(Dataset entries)
[Start of Attachment]

PR #4723, opened 2021-06-18
Replace call to add_stylesheet with add_css_file

befeleme:
This way it is possible to build documentation with Sphinx 4.x

### The issue

Package documentation stopped building with Sphinx 4 as a result of removal of `add_stylesheet` function.
Using `add_css_file` instead makes it possible to build on both Sphinx 3.5.x and Sphinx 4.x

### The fix

Replacement of a function call, no other measurements are needed.

### The checklist

### DIFF
--- a/docs/conf.py
+++ b/docs/conf.py
@@ -124,7 +124,7 @@ html_static_path = ['_static']
 
 
 def setup(app):
-    app.add_stylesheet('custom.css')
+    app.add_css_file('custom.css')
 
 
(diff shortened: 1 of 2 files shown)


matteius:
I did this recently with:  https://github.com/pypa/pipenv/pull/5032/files#diff-85933aa74a2d66c3e4dcdf7a9ad8397f5a7971080d34ef1108296a7c6b69e7e3R134

PR #6680, opened 2026-06-09
Pip 26.1.2

matteius:

### The issue

Routine vendoring refresh for patched `pip` and Pipenv's vendored helper libraries.

### The fix

This PR updates patched `pip` to `26.1.2` and refreshes the vendored source for the related version bump.

It also updates Pipenv's vendored libraries:

* `pythonfinder` to `3.0.4`
* `packaging` to `26.2`
* `pipdeptree` to `3.1.0`
* `tomlkit` to `0.15.0`

The vendoring patches were adjusted for the refreshed upstream sources, including the patched `pip` tarfile-link-safety context and the `pipdeptree` `__main__.py` import/path bootstrap patch for the `3.1.0` layout.

### The checklist

* [ ] Associated issue: N/A, routine vendoring update
* [ ] News fragment: not added


pipenv/vendor/vendor.txt
```diff
@@ -1,9 +1,9 @@
-packaging==26.0
+packaging==26.2
```
oz123, line 1: packaging is a dependecy of new pipdeptree, and should be declared as such.

```
pipdeptree==3.1.0
    packaging==26.2
```

But there is a bigger issue with vendorng packaging here. We already ship a copy of packaging in :

`patched/pip/_vendor`

And it is the exact same version. Can we use that instead?

oz123 (changes requested):
Not sure about what copilot is saying, but the packaging vendor needs a change.

matteius (commented):
Thanks for the review, @oz123!

** fix:** Updated to use  (same pattern as  below it) in both the live  and the vendoring patch, so future pip refreshes carry the same fix.

** deduplication:** I investigated whether  can share with . The two copies differ *only* in namespace references — intra-package imports and a few docstrings get rewritten by the vendoring process ( vs ). Merging them would require redirecting all pipdeptree's packaging imports to pip's internal vendor path, which couples unrelated vendoring namespaces and would be fragile to maintain.

In the interest of keeping this a clean routine-vendoring PR, I've:

  1. Added a  annotation in  to document the dependency relationship.
  2. Left deduplication as a potential follow-up (it would need a dedicated approach, e.g. shim re-exports or a vendoring rewrite rule).
  
  Let me know if you'd prefer a different approach on the deduplication front.

pipenv/vendor/vendor.txt
matteius: Done.

oz123:
I still feel like we should not ship two copies of packaging. The import inside patched pip from our vendor is especially awkward.

But it is the master branch. Not a release, so as a stop gap solution we can accept it for now.

matteius:
Well after trying twice to resolve your comment, and claude and codex being unsuccesful at understanding it I guess, I decided to just merge it to get the security fixes in, the duplication can definitely be revisited.  CC @oz123

PR #962, opened 2019-06-04
Make local auth working after page reload.

nixorn:


cdsmith:
I'm really not sure that leaving the user logged in forever is a good idea.  Is this necessary for something to work, or just a matter of convenience?

nixorn:
It is very inconvenient to sign in after each page reload(using local auth). I have done it hundreds of times while have worked on projects tree tool. It is waste of time.

Also without this sharing don't work with local auth.

cdsmith:
Filed #967 for the folder sharing issue.  That should be fixed regardless of whether you're on local auth or oauth.  It's also a problem for users who are using oauth, but have just chosen to log out.

For the rest, I think I'm okay with this, but I'll probably add an expiration policy of about a week, so that logins don't last forever,

PR #974, opened 2019-06-10
Two more requirements checker rules - type signatures and whitelisting/blacklisting

starsandspirals:
This adds another two new rule types to the requirements checker.

The first checks that all top-level declarations have accompanying type signatures. The second allows a blacklist or whitelist of symbols to be provided, and in the blacklist case checks that none of the given symbols appear in the code; the whitelist case checks that only the symbols given appear in the code, and no others.

The type signature rule has a boolean that isn't really necessary, as if it were false you just wouldn't include the rule, but I can't find an easy way of having a rule without any value alongside it; if there are any suggestions for this or other adjustments to these rules let me know!


codeworld-compiler/src/CodeWorld/Compile/Requirements/Eval.hs
```diff
@@ -236,6 +277,24 @@ allDefinitionsOf a m = everything (++) (mkQ [] funcDefs) m ++
         patDefs (PatBind _ pat rhs _) | patDefines pat a = [rhs]
         patDefs _ = []
 
+topLevelNames :: Module SrcSpanInfo -> [String]
+topLevelNames m = everything (++) (mkQ [] names) m
```
cdsmith: I don't think this function does what you think it does.  `everything` recursively looks through the entire syntax tree, which means this will also find declarations in `let` and `where` blocks and such.

I actually think that here (and also when looks for type declarations), you don't want to use syb at all!  Instead, just pattern-match on the module constructor and look through that specific list of declarations.  Those are the top-level ones.

codeworld-compiler/src/CodeWorld/Compile/Requirements/Eval.hs
```diff
@@ -223,6 +224,46 @@ checkRule (NoWarningsExcept ex) = do
...
+
+        nameString :: Name SrcSpanInfo -> String
+        nameString (Ident _ s) = s
+        nameString (Symbol _ s) = s
+
+    if | null noTypeSig || not b -> success
+       | otherwise -> failure $ "The declaration of `" ++ head noTypeSig
+           ++ "` has no type signature."
+
+checkRule (Blacklist bl) = withParsedCode $ \m -> do
```
cdsmith: This won't look at the scope, so (for example) if you ban use of `red` in the blacklist, this will also catch:

    pic = colored(solidCircle(1), red)
      where red = RGB(1,0,0)

Ideally, that would still be allowed.

That said, though, fixing this will be much easier in a source plugin, where you can run after renaming.  So maybe this is okay as an interim step.

codeworld-compiler/src/CodeWorld/Compile/Requirements/Eval.hs
starsandspirals: I think I've fixed this!

codeworld-compiler/src/CodeWorld/Compile/Requirements/Eval.hs
starsandspirals: I've had a look at trying to fix this, but I think you're right and it'll be easier to do later on. I've left a note about it in RequirementsChecker.md so we don't forget.

PR #987, opened 2019-06-17
Migrating requirements checker to GHC parser

starsandspirals:
This isn't quite ready to be merged yet, but I thought it was worth opening the pull request in case there's anything that needs to be fixed. I've tested all the rules I've migrated with a few examples, and the compiler unit tests still pass, but they should probably be tested for edge cases and so on.

So far I've migrated the majority of the rule types to use the new GHC parsing as opposed to haskell-src-exts. Things that still need doing are:

- The template matching rule
- The warning checker rule - the CodeWorld diagnostic type uses haskell-src-exts at the moment, so that'll need to be changed along with this
- Once these two rules are migrated, remove the dependency on haskell-src-exts so the qualified imports of ghc-lib-parser aren't needed any more, which should make the code much neater


cdsmith:
By the way, I don't think the unit tests currently exercise the requirements checker at all!  If you've got test cases that you are trying, feel free to add unit tests for them.  It's pretty easy!  You just add a directory under `codeworld-compiler/test/testcase`, and drop a `source.hs` and `expected_output.txt` into it.  It may also be worth creating a new directory for requirements-checker tests, just to keep them separate, and modifying the tests to look in both directories.  Your requirements tests will come in handy later when migrating to a plugin.

cdsmith:
I looked over the code, and although I didn't review in detail and don't know the nuances of the GHC parse tree, it looks like the right approach to me.

If the `GHCParse.` qualifier is a pain, you could pick something shorter, like `GHC.`.  You may not strictly need the package imports, either.  I used them because GHC's package names are so cryptic.  At least this gives an unsuspecting reader some guidance about where to look for what "HsSyn" and the like are about.

cdsmith:
One more amendment to your steps above: haskell-src-exts is used not just in the requirements checker, but also for some other rules I enforce on the educational language variant.  I'll need to migrate those over before the haskell-src-exts dependency can be entirely eliminated.  That's not part of your project, so if you're tolerant of having both, I'd suggest you leave it that way, and continue with your own work.  I'll do the rest of the cleanup later.

starsandspirals:
A couple of updates:

 - I have a working version of the warnings checker rule using the GHC version of warnings and errors, but since at the moment it runs before renaming or typechecking it isn't very useful, as it will only spot parse errors. I think it'll be better to leave this out for now since we'll be staying dependent on haskell-src-exts anyway for other things, and put it back in when we move to a plugin, so it can catch all the same warnings the current version does.

 - I'm having some issues with the template matcher. I'm consistently getting a parse error along the lines of "Perhaps you intended to use TemplateHaskell" from ghc-lib-parser, even though the TemplateHaskell flag is being passed in; the strange part is that I also get a parse error upon trying to use the original unchanged version of the template matcher with the old haskell-src-exts parsing, which I can only assume is the same error. This happens with several of the examples of how to use this rule from RequirementsChecker.md. As far as I can tell I haven't changed anything that should affect this. Any ideas?

cdsmith:
Okay, maybe I broke the template parser when I added the new GHC parsing?  I'll look.

cdsmith:
Yes, it looks like the flags issue is my fault.  I accidentally switched from appending the custom flags onto the end of the list, to appending them on the beginning.  Since the default codeworld-mode flags include `NoTemplateHaskell`, that's overriding the one passed in.  I'll fix it.

cdsmith:
I am hopeful that https://github.com/google/codeworld/commit/d5f647a158029194e093a71ffc1dec8a770aca6e will fix your Template Haskell problem.

chessai:
I'm also curious/hopeful to see if `d5f647a` fixes your problem (what a subtle bug, if that was the fix!). I just took a quick look over this code, and your work looks good. I'm excited for the plugin stage.

starsandspirals:
I've migrated the template matcher code, and for basic cases using things like $any and $var it seems to work fine. However, in more complex cases using things like $contains I'm having another parsing issue that I can't find the cause of; it seems that the GHC parser is failing to parse things containing quotation brackets. An example is below:

`{-
REQUIRES

Description: Contains template test
Rules:
  - containsMatch:
      template: |
        f $var = $(contains [| translated |])
    explanation: f should use translation in its definition.
-}

f(x) = translated(x, 1, 1)
newLogo = f(codeWorldLogo)
program = drawingOf(newLogo)`

This program compiles fine using the old haskell-src-exts parsing, but now when the template is parsed this returns GHCNoParse, so I can't test if the matcher is working or not. I've pushed the code as it stands anyway, and I'll keep looking for a solution to this unless you can spot something that would be causing it!

starsandspirals:
(Oh, and the previous issue was indeed fixed by swapping the order of the flags! Thanks for sorting that one out.)

cdsmith:
This is just a random guess, but have you tried passing `[ "TemplateHaskell", "TemplateHaskellQuotes" ]` for the `extraExts` argument?  Usually, the second extension is implied by the first, but maybe we're working at too low a level in the compiler, and it's not enforcing the implication?

chessai:
@cdsmith if that works, I would consider it a bug. No harm in trying it though.

cdsmith:
The other thing I hope you've tried already is to temporarily modify the GHC-based parsing code to print the error message at https://github.com/google/codeworld/blob/master/codeworld-compiler/src/CodeWorld/Compile/Framework.hs#L216, so that you can see what GHC says is wrong.  If you've tried this, what does it say?

cdsmith:
Something like:

    case GHCParse.unP GHCParse.parseModule state of
        GHCParse.POk _ (GHCParse.L _ mod) -> return (GHCParsed mod)
        GHCParse.PFailed state            -> do
            liftIO $ GHCParse.printSDoc $ GHCParse.ppr $ GHCParse.getMessages state dflagsWithPragmas
            return GHCNoParse

starsandspirals:
Sorry that you went to extra effort, but adding TemplateHaskellQuotes did fix the problem - @chessai I don't know enough to say if this is a bug in ghc-lib-parser or not! 

This allowed me to test the more complex cases, and although it turned out they didn't always work I've fixed some bugs and now the rule works in all the cases from RequirementsChecker.md at least, and a few other examples that I tried. I've pushed the fixed code, but definitely let me know if you find a case where it doesn't behave correctly.

cdsmith:
Is this ready to merge, then?

I think we're happy to take some risks early on with the requirements checker, since I don't believe anyone is using it.  So if you honestly believe it works, then let's merge and move forward.  Any bugs can be fixed later.

It would be good to get some test cases in place soon, though, to verify that future changes don't break anything!  That's probably a good next step.

chessai:
Can we add the test cases before merging, or would you prefer to merge now and work on that later, @cdsmith?

chessai:
I think I'd prefer adding tests now, unless you think otherwise.

starsandspirals:
I'm happy to put together some test cases tomorrow (it shouldn't take long, unless it turns up some bugs in the matcher), so merging now or after that is fine with me either way.

cdsmith:
Okay, test cases now is fine.  I just don't want to build up a bunch of changes without merging.

starsandspirals:
I've written a set of test cases. They don't cover every rule or every edge case, but it hopefully covers most of the bases so that if something breaks we'll know about it. We can add more later if necessary!

cdsmith:
Great!  When you feel this is ready to merge, can you rename to remove the [WIP] label?

starsandspirals:
Yes, sorry! I think it is ready; I don't know for sure all the rules work in every case but they all at least work in the basic cases I've tried, and hopefully the further work in moving to a plugin and creating examples will turn up any bugs.

PR #1033, opened 2019-06-30
Update Blocks UI to API changes

### LINKED ISSUE #672: Blocks UI has fallen behind recent API changes
I need to re-evaluate the block tray, and make sure it's caught up with recent changes like `path` to `polyline`, `activityOf`, and `text` to `lettering`.

ZavierHenry:
Closes #672. This PR should cover all the API changes for the Blocks UI, except for sketches

NB: Considering the other top blocks have an icon associated with them, the same should probably occur with "activityOf". However, I wasn't sure of an icon to use, so I left it blank


cdsmith:
Wow, thanks!

Issue #1062, opened 2019-07-24
Animations don't work correctly when compiled with ghc (blank-canvas backend)


jhrcek:
**Shared Program**: https://code.world/haskell#PrmAjtMouNGuvXWPJVDeFuQ

**Description**
The simple program above works fine when executed on codeworld.
But when I run it locally and compile it with ghc (with blank canvas) it seems like each frame of the animation is retained, eventually cluttering the screen.

I put together a small project on my fork (see the last commit [here](https://github.com/jhrcek/codeworld/commit/d9db77b47e86cd0fefa747f2e46d73eeb5f5b5b2) to demonstrate the issue).
Steps I use to reproduce the issue:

[End of Attachment]

**Brief**
All lines in the preceding records that hold the word "part" need to be copied.

**Answer section**
One more amendment to your steps above: haskell-src-exts is used not just in the requirements checker, but also for some other rules I enforce on the educational language variant.  I'll need to migrate those over before the haskell-src-exts dependency can be entirely eliminated.  That's not part of your project, so if you're tolerant of having both, I'd suggest you leave it that way, and continue with your own work.  I'll do the rest of the cleanup later.
 - I'm having some issues with the template matcher. I'm consistently getting a parse error along the lines of "Perhaps you intended to use TemplateHaskell" from ghc-lib-parser, even though the TemplateHaskell flag is being passed in; the strange part is that I also get a parse error upon trying to use the original unchanged version of the template matcher with the old haskell-src-exts parsing, which I can only assume is the same error. This happens with several of the examples of how to use this rule from RequirementsChecker.md. As far as I can tell I haven't changed anything that should affect this. Any ideas?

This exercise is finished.